System Monitoring - Lead Engineer:
As a Monitoring Tools engineer, you will be responsible for building and enhancing Monitoring Tools infrastructure for FICO’s cloud & In premise systems. You will be part of a bigger Site Reliability Engineering team responsible for running our 24/7/365 services. Our services are hosted in our data centers as well on AWS. You must have a solid understanding of Enterprise monitoring tools and have an engineering background allowing you to propose and enhance monitoring solutions. You will work closely with our Infrastructure engineering teams as well as our development team which are developing sophisticated log mining tools built using analytics on a big data platform.
- Responsible for creating and implementing system monitoring that will drive to improve the performance and reliability of the FICO cloud solutions
- Ensure the configuration and accuracy of monitoring for existing infrastructure (physical servers, virtual machines, network and hardware)
- Working with members of the infrastructure and development teams to gather requirements and design solutions to meet monitoring needs of new and existing products and services
- Developing key business reports and metrics based on monitoring data
- Work with our automation teams to deliver monitoring as part of our standard builds
- Assist in developing a process to ensure applications are correctly instrumented when developed by our Professional services team or by our customers
- Should have relevant experience to act as SME for Application/Infra/Network Monitoring & identify gaps in terms of process.
- Comfortable with Open Source products.
- Bachelor of Science degree in CS/CE/CIS/MIS or Engineering/Technology or related field or equivalent experience/training.
- 8 + years of experience in implementing & supporting Tools infrastructure for large scale enterprise monitoring center operating on a 24x7 basis.
- Basic understanding of all infrastructure components, including system, storage, networking, security, and their role in an enterprise architecture
- Experience on administration side of Application/Infra/Network monitoring tools such as Zabbix, Nagios, New Relic, AppDynamics, Solarwinds, Oracle OEM, Dynatrace, Splunk, ELK stack.

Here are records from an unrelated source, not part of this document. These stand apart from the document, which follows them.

PR #421, opened 2024-02-27
A11Y: Changes ported from ESAT

arvinsingla:
Porting various a11y changes from ESAT


modules/formulize/include/functions.php
```diff
@@ -6817,15 +6817,12 @@ class='toggle-button-change-columns'
...
-				$html .= "
-					<div
-						class='elements-checkbox-list'
-						id='id-change-columns-toggle-panel-".$thisFid."'
-						aria-labelledby='id-change-columns-toggle-header-".$thisFid."'
-					>
-						".$boxeshtml."
-					</div>
-				";
+				$html .="<fieldset class='elements-checkbox-fieldset'>";
```
jegelstaff, line 6820: No 'aria-labelledby' in the new version of this, I assume that's on purpose? Just checking.

jegelstaff:
Just one little question, but it looks good to me.

modules/formulize/include/functions.php
arvinsingla: Ahh! Good catch. The aria tag should probably be there.

arvinsingla: Oh wait... I need to double check on this.

arvinsingla: Ahh I see. This was the backport of accessible toggle work I believe.

PR #422, opened 2024-02-27
TASK: No longer delete installation files after install is completed

arvinsingla:
There is no need to delete the installation files once formulize install is completed. This is often laborous for local development where installation is necessary, or for maintaining separate codebases which rebase with master.

This approach will now write an empty `install.lock` file to the file system once installation is completed. All installation files will now check for the presence of a lock file and if one is found will redirect back to the home page. To re-install simply delete the lock file.

### DIFF
--- a/.gitignore
+++ b/.gitignore
@@ -13,4 +13,4 @@ themes/formulize_mobile_app/.sass-cache/
 formulize-docs/_site
 .DS_Store
 libraries/php-saml/settings.php
-
+install.lock
--- a/install/common.inc.php
+++ b/install/common.inc.php
@@ -43,6 +43,12 @@ icms_Autoloader::setup();
 
 error_reporting( E_ALL );
 
+// Exit early if the system has already been installed
+if (file_exists(ICMS_ROOT_PATH.'/install.lock')) {
+	header('Location: /');
+	exit();
+}
+
 class XoopsInstallWizard {
 
 	var $pages = array();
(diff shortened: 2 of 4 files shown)


jegelstaff (commented):
I think my last two commits solve the issue of when to write the lock file. File is written now after the final DB queries are complete, so site is ready to go. Home link sends user straight to root URL of the site, instead of needing to reload the page_end.php file before redirecting. See what you think.

arvinsingla:
> I think my last two commits solve the issue of when to write the lock file. File is written now after the final DB queries are complete, so site is ready to go. Home link sends user straight to root URL of the site, instead of needing to reload the page_end.php file before redirecting. See what you think.

I had initially tried the same thing but when I did I ended up getting this text on the end page. Even though the file does get successfully created this "failed write file" text appears.

Screenshot 2024-02-28 at 8 58 42 AM

jegelstaff:
Perhaps we should just write the file 'manually'? I've never used that icms thing before. I bet if we do a file_put_contents to create the file it will work. If really just an fopen because we don't have any contents to write.

arvinsingla:
> Perhaps we should just write the file 'manually'? I've never used that icms thing before. I bet if we do a file_put_contents to create the file it will work. Or really just an fopen because we don't have any contents to write.

Ok! I'll give that a try. I was just following suite with how the recurisve delete was doing things, but yeah I'll try a simple approach and see if I get the same results.

PR #423, opened 2024-02-27
Refinements to handling start page settings

jegelstaff:
Anon users now default to Formulize like anyone else. (Due to commit c7ae4bca34af3fd4db1eb31ef2d820afef6021cd)

Problem is that the login block is in the sidebar, which only opens automatically when the user is on the homepage of the site, or on the application.php page in Formulize.

Solution: make the home page detection of whether the user has a start page declared, smarter so it only directs to a Formulize page if the user actually has a start page declared. If they don't stay on home page, and the login block will appear because the sidebar will open.

Typically, anon users won't have a Formulize default page. But now they could thanks to that prior commit, so if they do, great, they get it. If they don't, they stay put and get the login block.

### DIFF
--- a/index.php
+++ b/index.php
@@ -2,7 +2,7 @@
 /**
  * Site index aka home page.
  * redirects to installation, if ImpressCMS is not installed yet
- * 
+ *
  * @copyright	http://www.impresscms.org/ The ImpressCMS Project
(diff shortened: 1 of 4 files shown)


jegelstaff:
TODO: change the Module name in XOOPS from Forms to Formulize!

jegelstaff:
TODO: 
* add return of URL to docblock for code
* Add wrapper methods with clean names instead of passing booleans all around to change method behaviour

PR #424, opened 2024-02-27
FEATURE/One-to-one improvements

jegelstaff:
These are improvements to the conditional element one-to-one handling. These should be merged into the FEATURE/conditional-element-improvements branch, and then that should be merged into the master.


jegelstaff:
Make by mistake really. See FEATURE/conditional-element-improvements

PR #426, opened 2024-02-28
Fix php warning

tikyon:


jegelstaff:
Thanks! I'll check it out.

tikyon:
Some other commonly occurred warnings: 
- Undefined array key "main", modules/formulize/include/extract.php, [Line 736](https://github.com/jegelstaff/formulize/blob/aad3fd5e7f537a9cc679a2f2f4b581882031c6b5/modules/formulize/include/extract.php#L736) 
- Undefined array key "snapshot", modules/formulize/include/extract.php, [Line 1818](https://github.com/jegelstaff/formulize/blob/aad3fd5e7f537a9cc679a2f2f4b581882031c6b5/modules/formulize/include/extract.php#L1818)
- Undefined array key 2, formulize/include/formdisplay.php, [Line 335](https://github.com/jegelstaff/formulize/blob/aad3fd5e7f537a9cc679a2f2f4b581882031c6b5/modules/formulize/include/formdisplay.php#L337)

tikyon:
- Trying to access array offset on value of type bool, modules/formulize/include/extract.php, [Line 942](https://github.com/jegelstaff/formulize/blob/aad3fd5e7f537a9cc679a2f2f4b581882031c6b5/modules/formulize/include/extract.php#L942)
- Undefined variable $entryData, modules/formulize/include/elementdisplay.php, [Line 173-174](https://github.com/jegelstaff/formulize/blob/aad3fd5e7f537a9cc679a2f2f4b581882031c6b5/modules/formulize/include/elementdisplay.php#L173)
- Undefined variable $element_handler, modules/formulize/include/readelements.php, [Line 100](https://github.com/jegelstaff/formulize/blob/master/modules/formulize/include/readelements.php#L100)
- Undefined variable $onetoonekey, modules/formulize/formulize_xhr_responder.php, Lines 202, 210, 236 (grouped)

jegelstaff:
Terrific, love to clean this stuff up. We have altered some of the assignments, so instead of ?? they use the more common ? ternary operator. This is because ?? only does its thing when the value is null, and the ternary will catch anything that evaluates to false, just to be more broad and catch any possible invalid values.

Also, reverted the change in elementdisplay.php since upcoming code in the master branch will conflict with that. The entire operation is now cleaner and more sensible, or will be shortly.

tikyon:
Just a note that [1b43c99](https://github.com/jegelstaff/formulize/pull/426/commits/1b43c99ffc84cf8b8568c892495a46e25458cd8c) brings back the warning "Undefined global variable $formulize_screenCurrentlyRendering"

jegelstaff:
Needs to be an (isset and true) comparison to avoid the undefined variable issue. Easy to resolve. The others should possibly, probably do the same.

tikyon:
The same assignment `$previouslyRenderingScreen = $GLOBALS['formulize_screenCurrentlyRendering']` is also in 

- modules/formulize/class/calendarScreen.php Line 169
- modules/formulize/class/multiPageScreen.php Line 240

jegelstaff:
Finally fixed all warnings in https://github.com/jegelstaff/formulize/commit/baef59f6ac2a0f92b943b1ff89dfea3d40588f23

PR #429, opened 2024-03-07
Feature/smarter conditional element catalogue

jegelstaff:
Also, moves the conditional logic js to its own file


jegelstaff:
Todo:
* Test on Massey

jegelstaff:
This has interaction effects with the new disabled conditions, which should be finished first, and then this updated to match.

PR #433, opened 2024-03-20
Empty conditional HTML Capture dom element after capturing HTML. Duh!

jegelstaff:


modules/formulize/include/formdisplay.php
```diff
@@ -4318,7 +4318,9 @@ function callCheckCondition(name) {
 function captureDataAsInDOM(data) {
 	jQuery('#conditionalHTMLCapture').empty();
 	jQuery('#conditionalHTMLCapture').append(data);
-	return window.document.getElementById('conditionalHTMLCapture').innerHTML.trim();
+	var capturedHTML = window.document.getElementById('conditionalHTMLCapture').innerHTML.trim();
```
arvinsingla, line 4321: Moving forward I would recommend shying away from the use of `var` in javascript. Whenever possible use `const`, followed by `let` if mutation is required. The primary purpose is to prevent JS variable scoping issues as a best practice. All browsers have supported const/let for a long time now

modules/formulize/include/formdisplay.php
```diff
@@ -4318,7 +4318,9 @@ function callCheckCondition(name) {
 function captureDataAsInDOM(data) {
```
arvinsingla, line 4318: I'm confused by the actual purpose of this function now. If you're ultimately emptying it then what's the point?

arvinsingla (changes requested):
I'm not sure I understand the purpose of the `captureDataAsInDOM` function given the updates.

modules/formulize/include/formdisplay.php
jegelstaff: The purpose is to ensure that when we are comparing a set of markup we received from the server against the current state of an element in the form, the markup will be formatted exactly the same.

All the markup in the form for the conditional elements is captured when the form is loaded. It's captured by pulling it out of the DOM with innerHTML. There is a global array into which it is put. 

And when conditions fire, we compare what we get back from the server against that array, to see if we actually need to animate anything. Because there might have been a change to the governing elements and that fired a condition, but it did not actually result in a change to the conditional element. So getting a result back from the server isn't enough to tell us whether we should animate anything in the UI. We have to check for changes.

The problem is that if we compare the string we get back from the server to the markup that we pulled out of the DOM when we catalogued everything, they can be structurally the same but still differ in terms of quoting or other strange things that JavaScript and/or the browser does to the markup when it goes in and out of the DOM.

So if you want to take a piece of raw markup from the server and do a string comparison against the markup as it exists in the DOM currently, the only way to do that reliably is to shove the markup from the server into the DOM and pull it back out again. Because then it has gone through exactly the process that the markup for the current state of the element went through. It's the only way of ensuring a proper apples to apples comparison.

Strange but true.

arvinsingla: Thanks for the explanation. I would almost certainly classify that as a hack which means there should probably be some inline documentation associated with it.

Maybe just add some documentation and we can consider this 👍🏾

arvinsingla (approved):

PR #435, opened 2024-03-28
Keeping notification queue history for a week

jegelstaff:
Instead of deleting the notification queue when it is all processed, move the file into a queue_history folder. Keep up to one week of files in the folder.


jegelstaff:
This has not been formally tested, though the change seems obvious and clean enough. Validating by deploying to dev or staging on esat, and checking if it moves a file to the right folder, would be a wise step.

jegelstaff:
Thanks @arvinsingla for the discussion and suggestion!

- Strong Redhat Linux, Oracle/ SQLServer / MySql experience
- Scripting experience with Bash, Shell, Perl, Python or Java
- Demonstrated ability to set a vision and execute on the vision
- Demonstrated analytical skills, efficiently diagnosing issues and implementing or proposing solutions
- Excellent verbal and written communication, including presentation expertise
- Ability to manage conflicting priorities and customer expectations
- Good time management skills, including planning, organizing, and providing status on a variety of tasks, assignments, projects, and reports
- Effective team building and motivational skills
- The role would require work in shift.